In a more particular example of devices and methods in accordance with the invention, useful in eliminating asperities so that recording heads can fly at altitudes of 0.5 microinch or less, the recesses are essentially diamond shaped trenches, each having a trailing edge defined by converging sides of the diamond. Each trench of this type has dimensions of about 168 microns by 168 microns, and a depth of 10 to 20 microns, while the overall configuration of the pad is 40 mm by 80 mm in this practical example. The honing head is mounted at the end of a gimbal arm, and urged toward the disc with a pressure which depends upon head area, in this instance about 6.5 grams. The channels extend at an angle toward the trailing edge and are a depth corresponding to the trenches, and so angled that they intercept each of a series of intervening trenches along the path to the external radius. The surface of the honing head incorporates a diamond like coating (dlc) which hardens the surface, improves the shearing action and enhances uniformity of operation because it substantially reduces the stiction effect. Alternatively, superior results have also been achieved with trenches that are curved, e.g. oval, in configuration, and the advantages are also preserved in other geometries, such as triangular trenches which have an apex at the trailing edge.

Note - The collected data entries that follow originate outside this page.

PR #3787, opened 2021-01-07
[Label, Labelled] Change `label` prop type to `React.ReactNode`

Tom-Bonnike:

The current type for `label` is `string`, which doesn’t allow us to add anything else than unstyled text to a label. This would have greatly improved https://github.com/Shopify/web/pull/35964, we currently workaround it by passing an empty label and re-implementing fields’ labels, which is not ideal… I added some examples of what a `React.ReactNode` `label` enables in the tophatting section below.

This PR updates the `Label` and `Labelled`’s `label` prop types to `React.ReactNode` and makes the necessary change anywhere that prop is drilled down (which most form fields seem to do). I think I changed every occurence, I checked and I couldn’t find any code manipulating the label and expecting it to be a string, there isn’t any TypeScript error. 😌

The `helpText` prop is already typed with `React.ReactNode`, I don’t see any reason not to use it for the `label` as well, except that block elements cannot be children of `label` tags, which polaris consumers may not realize; I expected React to log an error for invalid DOM nesting but I couldn’t have it show up 🤔 

### How to 🎩

<details>

```jsx
import React from 'react';
import {QuestionMarkMajor} from '@shopify/polaris-icons';

import {Page, TextField, Icon} from '../src';

function Marker() {
  return <span style={{color: 'red'}}>*</span>;
}

function noop() {}

  return (
    <Page title="Playground">
      <TextField onChange={noop} label="Regular label" />
      <TextField
        onChange={noop}
        label={
          <>
            Label as Fragment <Marker />
          </>
        }
      />
      <TextField
        onChange={noop}
        label={['Label as array', ' ', <Marker key="marker" />]}
      />
      <TextField
        onChange={noop}
        label={
          <span style={{display: 'flex'}}>
            Label with icon &nbsp;
            <Icon source={QuestionMarkMajor} />
          </span>
        }
      />
    </Page>
  );
}

```

</details>

Every field should render its label as expected:
Screenshot 2021-01-07 at 11 58 32

### 🎩 &nbsp;checklist

None of these are applicable.

### DIFF
--- a/src/components/DropZone/DropZone.tsx
+++ b/src/components/DropZone/DropZone.tsx
@@ -35,7 +35,7 @@ type Type = 'file' | 'image';
 
 export interface DropZoneProps {
   /** Label for the file input */
-  label?: string;
+  label?: React.ReactNode;
   /** Adds an action to the label */
   labelAction?: LabelledProps['action'];
   /** Visually hide the label */
--- a/UNRELEASED.md
+++ b/UNRELEASED.md
@@ -6,6 +6,24 @@ Use [the changelog guidelines](https://git.io/polaris-changelog-guidelines) to f
 
 ### Enhancements
 
+- Updated `OptionList` selected styles ([#3633](https://github.com/Shopify/polaris-react/pull/3633))
+- Added the ability to hide the clear filter button on the filter component ([#3049](https://github.com/Shopify/polaris-react/pull/3049))
+- Right-align `disclosure` when using `textAlignLeft` for `Button` ([#3709](https://github.com/Shopify/polaris-react/pull/3709))
+- Remove all transitions from `Button` ([#3709](https://github.com/Shopify/polaris-react/pull/3709))
+- New `select` option for `disclosure` in `Button` ([#3709](https://github.com/Shopify/polaris-react/pull/3709))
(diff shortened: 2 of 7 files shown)


axelerator (approved):

laurenmayers (approved):

src/components/DropZone/DropZone.tsx
```diff
@@ -35,7 +35,7 @@ type Type = 'file' | 'image';
 
 export interface DropZoneProps {
   /** Label for the file input */
-  label?: string;
+  label?: React.ReactNode;
```
alex-page, line 38: @Tom-Bonnike I might be really silly but should this say `React.ReactNode | string` or does `React.ReactNode` accept a string and render it out?

Tom-Bonnike: `React.ReactNode` is anything that can be rendered by React:
```js
    type ReactText = string | number;
    type ReactChild = ReactElement | ReactText;

    interface ReactNodeArray extends Array<ReactNode> {}
    type ReactFragment = {} | ReactNodeArray;
    type ReactNode = ReactChild | ReactFragment | ReactPortal | boolean | null | undefined;
```

Which is also why that change is non-breaking!

alex-page (approved):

Honing heads of this character may readily be fabricated using photolithographic techniques, as by depositing a photosensitive resist material on a planar head, exposing the photoresist material through a photographic mask to leave a removable pattern corresponding to the trenches and channels, and then removing the material by ion milling, acid etching or plasma etching to form straight sides for shearing, and recesses of the chosen depth. After the honing head has been processed to this extent, the dlc material is applied, readying the head for attachment in the assembly in use.